Forwarding everything to one Gmail inbox. This is the most common shortcut and the one that causes the most problems. Forwarding breaks email authentication for the forwarded domains. Replies go out from your Gmail address, not the original domain. Clients notice when they email support@yourbrand.com and get a response from yourname@gmail.com.

Using your registrar's free email. Some domain registrars bundle basic email with a domain purchase. These services are typically unreliable, lack proper authentication, offer no calendar or contacts, and cannot be centralized with your other domains. They are a dead end.

Creating separate accounts per domain. Every separate account is another login, another password, another admin panel, another bill. Past three domains, keeping track of which provider hosts which domain becomes a part-time job. Put everything under one provider from the start.

Skipping email authentication. Without proper SPF, DKIM, and DMARC records, receiving servers are more likely to flag or reject your messages. This is especially damaging for client-facing domains where trust matters. Verify authentication on every domain before sending real email.

Adding domains without planning for shared access. Multi-domain setups almost always involve addresses that more than one person needs to monitor. Retrofitting shared inbox later means migrating mailboxes and reconfiguring access. Set it up correctly the first time.
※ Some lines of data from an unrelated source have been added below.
PR #174, opened 2022-09-15
Show RAM warning in GUI / log in CLI

ziw-liu:
The RAM implementation in [#157](https://github.com/mehta-lab/recOrder/pull/157#discussion_r972256905) does not offer a visual hint in the GUI. The use of `print()` in the CLI also limited the way we can format the message. Here is a modified version with a more portable API.

### DIFF
--- a/recOrder/io/utils.py
+++ b/recOrder/io/utils.py
@@ -172,18 +172,33 @@ def get_unimodal_threshold(input_image):
     assert best_threshold > -np.inf, 'Error in unimodal thresholding'
     return best_threshold
 
+
 def ram_message():
+    """
+    Determine if the system's RAM capacity is sufficient for running reconstruction. 
+    The message should be treated as a warning if the RAM detected is less than 32 GB.
+
+    Returns
+    -------
+    ram_report    (is_warning, message)
+    """
     BYTES_PER_GB = 2**30
     gb_available = psutil.virtual_memory().total / BYTES_PER_GB
-    if gb_available < 32:
-        return ' \n'.join(textwrap.wrap(
-               f'\033[91mWARNING:\033[0m recOrder reconstructions often require more than the {gb_available:.1f} ' \
+    is_warning = gb_available < 32
+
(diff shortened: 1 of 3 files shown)


talonchandler:
Look good...I'm on board. 

Would you mind testing this before merging? I think it will be easiest to test locally or on the HPC where you can control how much RAM is available.

ziw-liu:
> Would you mind testing this before merging? I think it will be easiest to test locally or on the HPC where you can control how much RAM is available.
I tested locally (16 GB RAM) and on the Automaton computer (128 GB RAM) and it works as expected.
Not sure about the CLI part yet.

ziw-liu:
@talonchandler can you help test on the CLI to see if the message is displayed properly?

talonchandler:
@ziw-liu When you tested the napari `showwarning` function, did your warning messages persist in napari? 

I'm finding that as I step through `showwarning` I get the correct warning message, but when I run it normally the message doesn't persist.

ziw-liu:
> did your warning messages persist in napari?

I think napari manages the persistence of the message. In my testing it'll only stay on for a few seconds but will persist if you click the expand icon.

talonchandler:
I just tested the CLI and the message appears as expected. 

I also changed the behavior so that the message appears in napari when you run the pipeline in offline mode.

talonchandler (approved):

ziw-liu:
> I also changed the behavior so that the message appears in napari when you run the pipeline in offline mode.
Will the method ever be called when there is not a napari instance (e.g. in CLI mode)? That will cause an error.

talonchandler:
Have you tested? I thought it would error, too, but I tried it and I didn't get an error.

talonchandler:
If you haven't run the CLI or offline mode yet, I can give you a quick intro/tutorial. It can be a bit finicky, but it works pretty well.

ziw-liu:
> Have you tested?
No I haven't, just speculating 🤔

PR #175, opened 2022-09-15
Improved warning message

talonchandler:
- doesn't print 4/5 times
- doesn't repeat "WARNING" (thanks ziwen)

### DIFF
--- a/recOrder/io/utils.py
+++ b/recOrder/io/utils.py
@@ -72,17 +72,16 @@ def load_bg(bg_path, height, width, ROI=None):
     bg_paths.sort()
     bg_data = np.zeros([len(bg_paths), height, width])
 
+    if ROI is not None and ROI != (0, 0, width, height): # TODO: Remove for 1.0.0
+        warning_msg = """
+        Earlier versions of recOrder would have averaged over the background ROI. This behavior is 
+        now considered a bug, and future versions of recOrder will not average over the background. 
+        """
+        logging.warning(warning_msg)
+
     for i in range(len(bg_paths)):
         img = tiff.imread(bg_paths[i])
-
-        if ROI is not None and ROI != (0, 0, width, height): # TODO: Remove for 1.0.0
-            warning_msg = """
-            Warning: earlier versions of recOrder would have averaged over the background ROI. This behavior is 
-            now considered a bug, and future versions of recOrder will not average over the background. 
-            """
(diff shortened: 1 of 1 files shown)


recOrder/io/utils.py
```diff
@@ -72,17 +72,16 @@ def load_bg(bg_path, height, width, ROI=None):
...
-
-        if ROI is not None and ROI != (0, 0, width, height): # TODO: Remove for 1.0.0
-            warning_msg = """
-            Warning: earlier versions of recOrder would have averaged over the background ROI. This behavior is 
-            now considered a bug, and future versions of recOrder will not average over the background. 
-            """
-            logging.warning(warning_msg)
-        else:
-            bg_data[i, :, :] = img
+        bg_data[i, :, :] = img
```
ziw-liu, line 84: This line previously had more indentation (under an `else` clause, only executed if using an ROI).

talonchandler: Oh you're 100% right! Nice catch...this would have caused bugs.

ziw-liu: `bg_data` value assignment when `ROI` is used was removed in [this commit](https://github.com/mehta-lab/recOrder/pull/169/commits/dbbe800aa5f3e346e8bf3cd52b419e70232133ed).

talonchandler: On a closer look, I think I'm happy with the current implementation. 

The last stable release would always return a background image...sometimes an averaged one. I think the `load_bg` function should only load the background...no averaging or other operations. 

So I have changed the behavior of `load_bg` to always load the background. If the previous implementation would have averaged, I print a warning message to let the user know that I've broke backwards compatibility (even though I would call the previous behavior a bug).

talonchandler: By "current implementation" I mean the proposed PR in this branch.

ziw-liu: If the behavior of the current PR will differ from main (which then differs from 0.1.2), should we clarify in the warning message with specific version numbers? e.g. `Earlier versions of recOrder` -> `recorder 0.1.2 and lower`, and `future versions` -> `current and future versions`.

talonchandler: Great call. I just added a commit that specifies which versions I'm talking about.

ziw-liu (approved):

PR #177, opened 2022-09-16
Hide "listen" and "overlay" features from `recOrder` GUI

talonchandler:
See screenshots of the changes below:
Screenshot 2022-09-16 113632

image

When SHIPMAIL is the right choice

You are an agency managing email for multiple client brands. You are a freelancer with a personal site, a consulting brand, and a side project. You are a consultant who keeps business domains separate but wants one place to manage them all.

SHIPMAIL is built for this. Unlimited domains, shared inbox across all of them, calendar and contacts included, automatic email authentication. Pro at $9/mo covers 10 mailboxes across as many domains as you need.

When something else might be better

You need deep Google integration. If your team lives in Google Docs, Google Drive, and Google Meet, Google Workspace gives you tighter integration than any standalone email host. It costs more ($7/user/mo, per user, not per mailbox) and shared inbox requires workarounds, but the ecosystem lock-in is real and valuable if you use it.

You want maximum mailboxes for minimum cost. Migadu offers unlimited mailboxes on flat-rate plans. If you need 50+ addresses and do not care about shared inbox or calendar, Migadu is hard to beat on price.

You only have one domain. If you just need hello@yourdomain.com and nothing else, most providers handle that fine. The multi-domain advantages only matter when you actually have multiple domains.

FAQ

Questions worth answering.

Common questions about manage email multiple domains.

What does email authentication setup include?
SHIPMAIL generates the DNS records needed for SPF, DKIM, and DMARC and walks you through adding them. It verifies that each record is correct and flags problems automatically.
Do I get calendar and contacts on every plan?
Yes. CalDAV (calendar) and CardDAV (contacts) are included on Solo, Pro, and Team. No add-on fees.
What does a realistic multi-domain setup cost?
An agency managing 4 client domains with 8 total mailboxes pays $9/mo on SHIPMAIL Pro. The same setup on Google Workspace (8 users) costs $56/mo minimum, and still needs a workaround for shared inbox.
Can I migrate from Google Workspace?
Yes. You update your DNS records to point to SHIPMAIL, create your mailboxes, and set up shared access. Existing email in Google stays accessible until you delete those accounts.